**TASK BRIEF**
If a line in the data holds the string "util", list it.

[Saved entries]
____________________
PR #205, opened 2017-07-26
Cmr 4230 - Sort by version

laurenfrederick:
We are already sorting by version for keyword search, but have run across an issue in a few cases where the version formats are mismatched (i.e. 5 vs 006) which would result in the versions not sorting correctly. I added a parsed-version-id that tries to parse to int to normalize the versions if possible.

### DIFF
--- a/indexer-app/src/cmr/indexer/data/concepts/collection.clj
+++ b/indexer-app/src/cmr/indexer/data/concepts/collection.clj
@@ -50,8 +50,8 @@
       :else
       (errors/internal-error! (str "Unknown spatial representation [" coord-sys "]")))))
 
-(defn- apply-function-to-all-values-in-map 
-  "Applies function f to all the values in map m." 
+(defn- apply-function-to-all-values-in-map
+  "Applies function f to all the values in map m."
   [m f]
   (reduce-kv (fn [m k v] (assoc m k (f v))) {} m))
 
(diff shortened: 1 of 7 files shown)


indexer-app/src/cmr/indexer/data/concepts/collection.clj
```diff
@@ -239,6 +249,7 @@
             :short-name.lowercase (util/safe-lowercase short-name)
             :version-id version-id
             :version-id.lowercase (util/safe-lowercase version-id)
+            :parsed-version-id.lowercase (util/safe-lowercase parsed-version-id)
```
oubiwann: Inserting dots in these keys seems an odd convention to me ... like JavaScript-isms making it into Clojure code. Why not `:doi-lowercase`, `:version-id-lowercase` and `:parsed-version-id-lowercase` instead?

Is there something else consuming these that we don't control, that expects this?

indexer-app/src/cmr/indexer/data/index_set.clj
```diff
@@ -267,6 +267,7 @@
           :short-name.lowercase  m/string-field-mapping
           :version-id            (m/stored m/string-field-mapping)
           :version-id.lowercase  m/string-field-mapping
+          :parsed-version-id.lowercase m/string-field-mapping
```
chris-durbin: Make sure to note we need to reindex collections as part of the deployment instructions.

indexer-app/test/cmr/indexer/test/data/concepts/collection.clj
```diff
@@ -0,0 +1,23 @@
...
+  (are3 [version-id parsed-version-id]
+    (is (= parsed-version-id
+           (#'collection-indexer/parse-version-id version-id)))
+
+    "Regular integer version"
+    "15" "15"
+
+    "Leading 0's version"
+    "006" "6"
+
```
chris-durbin: How about a test with leading and trailing 0s as well?

"010" "10"

indexer-app/src/cmr/indexer/data/concepts/collection.clj
laurenfrederick: Not sure of the history on this and why it was originally done this way. I haven't seen anything in the elasticsearch documentation that would need it this way, but I am wondering if it's something elasticsearch specific that I am missing.

indexer-app/test/cmr/indexer/test/data/concepts/collection.clj
laurenfrederick: I put that in.

PR #1758, opened 2022-11-03
CMR-8694 - changing input from URL Form Parameters to JSON

jceaser:
curl was not always being nice when trying to mix Variable metadata with new lines and "payload" data as different named URL parameters "content=<json-of-variable>&data=<payload-json>" so this change instead accepts values as one JSON block: '{"content": <content here>, "data": <data here>"}'

### DIFF
--- a/ingest-app/src/cmr/ingest/api/core.clj
+++ b/ingest-app/src/cmr/ingest/api/core.clj
@@ -231,10 +231,10 @@
    has the side effect of emptying the request body. Don't try to read the body
    again after calling this function.
 
-   For some calls, specificly variables, two documents are sent in. These
+   For some calls, specifically variables, two documents are sent in. These
    documents are Metadata Content and Extended Data. Metadata Content is a
    metadata JSON record, like UMM-V, where Extended Data is any valid JSON which
-   is inteended to be used as data for a Relationship.
+   is intended to be used as data for a Relationship.
 
    Note: this function assumes JSON and not XML as the input."
   [body]
--- a/ingest-app/src/cmr/ingest/api/core.clj
+++ b/ingest-app/src/cmr/ingest/api/core.clj
@@ -226,35 +226,31 @@
   [body]
   (string/trim (slurp body)))
 
-
-(defn tee [any] (println "tee:" any) any)
-
 (defn read-multiple-body!
   "Returns the body content string by slurping the request body. This function
    has the side effect of emptying the request body. Don't try to read the body
    again after calling this function.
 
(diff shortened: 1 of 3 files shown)


ingest-app/src/cmr/ingest/api/core.clj
```diff
@@ -271,7 +273,7 @@
   Don't try to read the body again after calling this function."
   ([concept-type body content-type headers]
    (let [metadata (read-multiple-body! body)]
-     (metadata->concept concept-type metadata content-type headers)))
+     (tee (metadata->concept concept-type metadata content-type headers))))
```
eereiter, line 276: Is tee to be deleted.  It looks like debugging code since the function above uses print.

ingest-app/src/cmr/ingest/api/core.clj
```diff
@@ -225,6 +226,9 @@
   [body]
   (string/trim (slurp body)))
 
+
+(defn tee [any] (println "tee:" any) any)
```
eereiter, line 230: I think this is for debugging and should be deleted.

dpesall (approved):

eereiter (approved):
once tee is removed.

ingest-app/src/cmr/ingest/api/core.clj
```diff
@@ -230,29 +231,26 @@
    has the side effect of emptying the request body. Don't try to read the body
    again after calling this function.
 
-   Note, for testing/reuse use the three parameter function which takes a string
-   and makes fewer assupmtions about the content of the body.
+   For some calls, specificly variables, two documents are sent in. These
+   documents are Metadata Content and Extended Data. Metadata Content is a
+   metadata JSON record, like UMM-V, where Extended Data is any valid JSON which
+   is inteended to be used as data for a Relationship.
```
eudoroolivares2016, line 237:
```suggestion
   is intended to be used as data for a Relationship.
```

ingest-app/src/cmr/ingest/api/core.clj
```diff
@@ -230,29 +231,26 @@
    has the side effect of emptying the request body. Don't try to read the body
    again after calling this function.
 
-   Note, for testing/reuse use the three parameter function which takes a string
-   and makes fewer assupmtions about the content of the body.
+   For some calls, specificly variables, two documents are sent in. These
```
zimzoom, line 234:
```suggestion
   For some calls, specifically variables, two documents are sent in. These
```

zimzoom (approved):

eudoroolivares2016 (approved):

PR #1759, opened 2022-11-03
CMR-8225: Updated service-bridge to build and deploy via uberjar.

ygliuvt:
This changed service-bridge deployment to use uberjar rather than the tedious and messy clojar update approach that is currently applied. This will greatly reduce the deployment complexity of service bridge and speed up service bridge related dev tasks.


jaybarra (approved):

TylerHeald1 (approved):
What is the purpose of moving cmr-exchange to other/cmr-exchange?

PR #1764, opened 2022-11-07
CMR-8789 Fixed associated-item in generic association response.

sxu123:


search-app/src/cmr/search/services/generic_association_service.clj
```diff
@@ -130,7 +130,12 @@
...
   [mdb-context association operation]
   ;; save each association if there is no errors on it, otherwise returns the errors.
-  (let [association (sort-association association)
+  (let [associated-item-concept-id (:concept-id association)
+        revision-id (:revision-id association)
+        associated-item-revision-id (if (string? revision-id)
+                                      (read-string revision-id)
+                                      revision-id)
+        association (sort-association association)
         {source-concept-id :source-concept-id
```
eereiter, line 139: I don't understand what 
        {source-concept-id :source-concept-id
         source-revision-id :source-revision-id
         concept-id :concept-id
         revision-id :revision-id
         errors :errors} association
is doing in the let and how it is being used in the code after it:  Can you please explain it to me?

eereiter (approved):

system-int-test/test/cmr/system_int_test/search/generic_association_test.clj
```diff
@@ -828,6 +828,13 @@
         (is (= (get-in (first (:body response2)) [:generic-association :revision-id])
                (+ 1 (get-in (first (:body response1)) [:generic-association :revision-id]))))
 
+        ;; The first and second associations contain different associated-item because associated-item
+        ;; should always be related to of the items in the list that's associated to a particular concept.
```
dpesall, line 832: I think `of` in `related to of the items` is an extra word.

dpesall (approved):

search-app/src/cmr/search/services/generic_association_service.clj
jceaser, line 139: my question is what is important about the sort order here, this logic is done before the sorting, should a comment point out any details about why the order is significant?

jceaser (approved):

system-int-test/test/cmr/system_int_test/search/generic_association_test.clj
sxu123: It's should be  ```related to one of the items```

search-app/src/cmr/search/services/generic_association_service.clj
sxu123: native-id is unique in an association concept, just like any other concepts. it's constructed as <source-id>/<source-revision-id>/<destination-id>/<destination-revision-id>. If we don't "sort", then depending on how the request is constructed, the same two concepts/revisions could end up creating two different association concepts, which is what we try to avoid. Either you associate A with B, or B with A, it should end up being the same association. After we sort the two concepts, they will be inserted into the metadata-db.

sxu123: The side-effect with "sorting" is, if in the request I want to associate a service entry with a collection and a variable, in the two associations, the source is not always service entry. and the associated-item is not always collection and variable, the source and associated-item are switched in the service entry and collection association. The client still wants to know if the association with the collection is successful, but if your response says associated-item being service entry, then it doesn't give client any information.  This is why I need to get the original associated-item before the sorting.

sxu123: sort-function does explain why sorting is needed.

PR #1767, opened 2022-11-07
CMR-8755: Change generic concept types code, including API endpoints, to use and expect 'spaces' (hyphens)

zimzoom:
This PR changes the generic concept types code to have 'spaces' in the concept types, including expecting it in the base source array found in common config, and trickling through to the API endpoints. Necessarily this includes:
- removing remaining hard-coded references to concept types
- adjusting tests
- modifying the contents of the schemas directory including sub-directory names.

Also included:
- moving the generic concept types regex function to a common namespace, since ingest, search, and bootstrap APIs were all repeating it.

----------
**"Why use hyphens/dashes instead of underscores?"**
A short google search revealed that the modern state of web development has moved to strongly recommend hyphens/dashes over underscores as a word delimiter. (As discussed, for example, in the O'Reilly REST API Design Rulebook) Reasons include: dashes are easier to type, dashes tend to render better with client-side link styling, dashes are always recognized as word delimiters in operating systems, editors, and programs where many times underscores are not, google search and most other search algorithms also recognize dashes as delimiters but underscores as not.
____________________
**COMPLETED TASK**
             :short-name.lowercase (util/safe-lowercase short-name)
             :version-id.lowercase (util/safe-lowercase version-id)
+            :parsed-version-id.lowercase (util/safe-lowercase parsed-version-id)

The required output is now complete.